Снова взглянул на меня.
— Вот что я должен был предложить вам по поручению прокурора и комиссара. У нас и в мыслях нет повлиять на ваше решение. Мы только хотим его знать. Между прочим, оба они ждут в кабинете прокурора вашего ответа.
Хотя я выслушал его до конца, никакой нужды в этом не было. Как только он сообщил мне новое время убийства, я понял, что Анжелика не сказала мне правды. Да, она могла взять такси. После позвонить мне только для того, чтобы использовать как подставную фигуру в вымышленном алиби. Значит, все мои усилия были напрасны? Я загубил карьеру и мучил жену только для того, чтобы выставить себя смешным, доверчивым болваном, который дал себя провести убийце?
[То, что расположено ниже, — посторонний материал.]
Issue #372, opened 2026-09-06
Roadmap P3 — ACP Provider Kit and harness ecosystem expansion


giuliastro:
## Why

Harness Remote should support more coding agents without turning every adapter into a bespoke product project or flattening harness-specific capabilities into fake common behavior.

The scalable path is a small ACP-oriented provider kit plus explicit capability extensions.

### ACP Provider Kit

Define reusable adapter primitives and contract tests for the common ACP lifecycle:

- detection / startup;
- Native Session list / lookup / create / load-resume;
- prompt dispatch and streaming updates;
- Stop/cancel;
- questions / permissions when advertised;
- model and variant/config discovery;
- reconnect/restart reconciliation;
- diagnostics and bounded resource ownership.

The kit must allow harness-specific extensions. It must not force every agent into capabilities it does not actually advertise.

### Capability-driven integration

- Keep `V3_HARNESS_CAPABILITY_MATRIX.md` as the explicit runtime contract.
- Separate generic transport/lifecycle behavior from per-harness reconciliation rules, aligned with #330.
- Add reusable adapter contract fixtures and real-harness validation gates.
- Make adding a standards-compatible ACP harness primarily a profile/adapter task rather than a generic UI rewrite.

### Expansion order

Investigate and integrate in this order unless real-world protocol/support constraints change:

1. GitHub Copilot CLI / ACP;
2. Cursor CLI / ACP;
3. Google Antigravity CLI if its stable control/session surface is suitable;
4. generic/community ACP integrations such as Kimi Code CLI;
5. additional community agents (for example Hermes Agent) after the provider-kit contract is proven.

Each addition must document which capabilities are implemented, which are advertised by the running harness, and which were verified against a real installation.

### Parallel work after federation is stable

Add explicit opt-in worktree/isolated parallel work only after the Native Session federation model is stable. Always expose path, branch/worktree and lifecycle; never silently move normal work into hidden daemon-managed worktrees.

## Exit criteria

- A new standards-compatible ACP harness can be added without modifying generic conversation semantics or adding harness-name conditionals throughout the UI.
- Adapter contract tests catch create/resume/stream/Stop/model/reconnect regressions before merge.
- Existing OpenCode, Codex, Claude, OMP and PI behavior remains unchanged while shared ACP infrastructure is extracted.
- At least one new major harness is shipped through the provider-kit path and passes real-harness validation.
- Harness-specific capability differences remain visible and honest.

## Related

#330

## Depends on

#368
[...]

PR #504, opened 2026-09-14
daemon: support custom ACP command for built-in primary with multiple detected CLIs

monperrus:
A custom primary passed via `--acp-command` is not part of the launcher executable catalog. Once two built-in ACP CLIs are installed, resolving the daemon launch plan rejected that custom `--backend` value and prevented startup.

Resolve built-in ACP hosts independently when the configured primary is custom, while retaining normal launcher resolution for built-in primaries.

Adds a regression test for a custom primary with Claude and Codex detected.


giuliastro (changes requested):
Thanks — the underlying startup problem is plausible, but this patch does not yet exercise or enable the real configuration path it claims to support.

Two blocking issues:

1. `parseConfig()` still resolves every `--backend` through `harnessProfile(value)`. A value such as `agentknit` therefore throws `Unsupported backend` before `resolveDaemonPlan()` can ever see it, even when `--acp-command` is supplied. The new unit test calls `resolveDaemonPlan()` directly with a custom backend and bypasses this real parser boundary.

2. Even if a custom backend somehow reached daemon startup, `main()` still executes `harnessProfile(config.backend)` and the ACP host loop also calls `harnessProfile(backend)`, so startup would still fail before registering the custom primary.

Please either define the intended supported contract as a built-in backend with a custom `--acp-command` override (and test that real `parseDaemonOptions()`/startup path), or add a coherent custom-primary profile/config model end-to-end. In either case the regression should exercise the actual daemon configuration/startup boundary rather than only the new helper.

I retargeted this PR to `codex/development-2026-09-11` so development never lands directly on `main`. Please update onto that integration branch before re-review.

giuliastro:
Post-v3.1.0 cleanup: retargeted this PR from the retired 3.1 integration branch to `main`. The functional change is still relevant and narrowly scoped (custom `--acp-command` primary + multiple detected built-in ACP CLIs). The previous red Debug APK job was unrelated to this patch: it failed because `android-actions/setup-android@v4` attempted to install the retired Android SDK `tools` package; the code/test jobs were green.

giuliastro:
Final post-release review: retargeting to `main` only removed the obsolete integration base; this PR is **not merge-ready yet**. The existing CHANGES_REQUESTED review is still valid on current `main`: `parseConfig()` still resolves a custom backend through `harnessProfile()`, and daemon startup still calls `harnessProfile(config.backend)`, so the patch's direct `resolveDaemonPlan()` test bypasses the end-to-end path that currently rejects the claimed custom primary. Keeping #504 open. It needs either (a) a clearly supported built-in backend + custom `--acp-command` contract tested through the real daemon configuration/startup boundary, or (b) a coherent custom-primary profile/config model end-to-end.

giuliastro:
Maintainer decision after the post-v3.1.0 review: keep this PR open, but narrow its contract to the small compatibility fix.

### Scope for #504

Support a custom `--acp-command` **only when `--backend` is an existing Harness Remote backend/profile** (for example `codex` or `claude`), including the case where multiple built-in ACP CLIs are detected.

This PR should **not** introduce arbitrary backend IDs such as `agentknit` and should not add a second generic provider/profile mechanism.

### Acceptance criteria

- A real configuration path such as `--backend codex --acp-command <custom executable>` parses successfully.
- Multiple detected built-in ACP CLIs do not cause the explicitly selected primary/custom executable to be rejected or replaced.
- The regression test exercises the real `parseDaemonOptions()` / daemon startup seam, not `resolveDaemonPlan()` in isolation.
- The startup path continues to use the existing built-in `harnessProfile(config.backend)` contract; no `harnessProfile(<arbitrary custom id>)` path is required here.
- Existing daemon behavior for normal built-in primaries remains unchanged.

True arbitrary/custom ACP provider IDs belong to #372 (ACP Provider Kit), where profile/config/capability/lifecycle support can be designed coherently end-to-end.

The existing `CHANGES_REQUESTED` review therefore remains in force until this narrower path is implemented and tested.

giuliastro:
Closing without merge.

After narrowing the intended contract to an existing Harness Remote backend/profile plus a custom `--acp-command`, current `main` already supports the behavior: `parseConfig()` preserves the explicit ACP command, `resolveLaunchPlan()` accepts the selected built-in primary with multiple detected CLIs, and daemon startup uses `config.acpCommand` for that primary.

PR #532 adds a regression test for that supported path without changing production runtime code. Its Bridge tests on Windows/macOS and Type-check/regressions are already green.

The original broader behavior in this PR — arbitrary backend IDs such as `agentknit` — is intentionally not being merged through this launcher bypass. That belongs to #372 so profile/config/capabilities/lifecycle are added coherently end-to-end.

PR #656, opened 2023-03-09
Handle Scalar-style go-neb service IDs

tadzik:
Fixing https://github.com/matrix-org/matrix-hookshot/pull/647#discussion_r1120766260

### DIFF
--- a/src/Widgets/GoNebMigrator.ts
+++ b/src/Widgets/GoNebMigrator.ts
@@ -125,10 +125,10 @@ export class GoNebMigrator {
                         }
                     }
                     break;
-                };
+                }
                 default: {
                     log.warn(`Unrecognized go-neb service type (${obj.Type}), skipping`);
-                };
+                }
             }
         }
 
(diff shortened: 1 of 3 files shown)


src/Widgets/GoNebMigrator.ts
```diff
@@ -77,17 +84,34 @@ export class GoNebMigrator {
     }
 
     public async getConnectionsForRoom(roomId: string, userId: string): Promise<MigratedConnections> {
-        const feeds: FeedConnectionState[] = [];
-        const github: GitHubRepoConnectionState[] = [];
+        const feeds: MigratedFeed[] = [];
+        const github: MigratedGithub[] = [];
 
-        for (const id of this.serviceIds) {
+        const services = [
```
justinbot, line 90: I think `serviceIds` would be more accurate

justinbot (changes requested):

justinbot (approved):

PR #657, opened 2023-03-10
Fix widget config detection

weeman1337:
Explicitly check for `undefined` when testing `roomSetupWidget`.

From the docs: „This can be enabled by setting roomSetupWidget to an object. “

If you set this to an object in the config:

```
widgets:
  publicUrl: http://localhost:9000/widgetapi/v1/static
  branding:
    widgetTitle: Hookshot Konfig
  roomSetupWidget:
```

The value of the parsed `roomSetupWidget` will be null → check fails


jaller94 (approved):
Looks good to me.

PR #659, opened 2023-03-13
Fix service bots not rejecting invites on incoming DMs

Half-Shot:
Synapse no longer lets you kick yourself from a room with a reason, so instead we'll do the spec compliant thing of sending a leave with a reason. 

https://github.com/turt2live/matrix-bot-sdk/pull/301 is the upstream change we could rely on if it turned up in time.

### DIFF
--- a/src/Bridge.ts
+++ b/src/Bridge.ts
@@ -789,18 +789,24 @@ export class Bridge {
             // We got an invite but it's not a configured bot user, must be for a ghost user
             log.debug(`Rejecting invite to room ${roomId} for ghost user ${invitedUserId}`);
             const client = this.as.getIntentForUserId(invitedUserId).underlyingClient;
-            return client.kickUser(invitedUserId, roomId, "Bridge does not support DMing ghosts");
+            return client.doRequest("POST", "/_matrix/client/v3/rooms/" + encodeURIComponent(roomId) + "/leave", null, {
+                reason: "Bridge does not support DMing ghosts"
+            });
         }
 
         // Don't accept invites from people who can't do anything
         if (!this.config.checkPermissionAny(event.sender, BridgePermissionLevel.login)) {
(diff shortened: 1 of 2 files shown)


src/Bridge.ts
```diff
@@ -789,18 +789,24 @@ export class Bridge {
...
+            return botUser.intent.underlyingClient.doRequest("POST", "/_matrix/client/v3/rooms/" + encodeURIComponent(roomId) + "/leave", null, {
+                reason: "You do not have permission to invite this bot."
+            });
         }
 
         if (event.content.is_direct && botUser.userId !== this.as.botUserId) {
             // Service bots do not support direct messages (admin rooms)
             log.debug(`Rejecting direct message (admin room) invite to room ${roomId} for service bot ${botUser.userId}`);
-            return botUser.intent.underlyingClient.kickUser(botUser.userId, roomId, "This bot does not support admin rooms.");
+            return botUser.intent.underlyingClient.doRequest("POST", "/_matrix/client/v3/rooms/" + encodeURIComponent(roomId) + "/leave", null, {
```
justinbot, line 807: I'm a bit surprised there is no `leave` method in the `matrix-bot-sdk` client 🙁

justinbot (approved):

src/Bridge.ts
```diff
@@ -789,18 +789,24 @@ export class Bridge {
...
+                reason: "This bot does not support admin rooms."
+            });
```
justinbot, line 809: Would it make sense to actually send this message in the room before leaving?

Element doesn't actually display the leave reason in the UI, although you could argue it should.

Half-Shot: If it doesn't show a reason in the membership event, it's not being terribly spec compliant. I'd argue it should fix it.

Я впал в депрессию, а вместе с ней пришло и сильнейшее искушение. Все еще есть возможность, хотя и мучительно трудная, выбраться из этого. Старик все еще ждет с рекордным призом. Если смириться с мнением, что Анжелика виновна, часы можно отвести назад, словно ничего не случилось. А чтобы это не было так мучительно, могу не возвращаться в издательство Кэллингема, но занять такой же пост где угодно.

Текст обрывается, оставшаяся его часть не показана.